**Raw data**:
=== Begin Enclosure ===

PR #1569, opened 2026-04-16
feat: Add GridExtensions (Auto + Direction attached properties)

### LINKED ISSUE #1474: ♥️ Automatic Grid.Row/Column Extension
We should have a behavior that should be able to automatically set the `Grid.Row` and `Grid.Column` properties on an element when being placed inside of a Grid at runtime.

=== End Enclosure ===

**Aim of the exercise**: Supply the entire listing above again, word for word.

**Task output**:
PR #1569, opened 2026-04-16
feat: Add GridExtensions (Auto + Direction attached properties)

### LINKED ISSUE #1474: ♥️ Automatic Grid.Row/Column Extension
We should have a behavior that should be able to automatically set the `Grid.Row` and `Grid.Column` properties on an element when being placed inside of a Grid at runtime.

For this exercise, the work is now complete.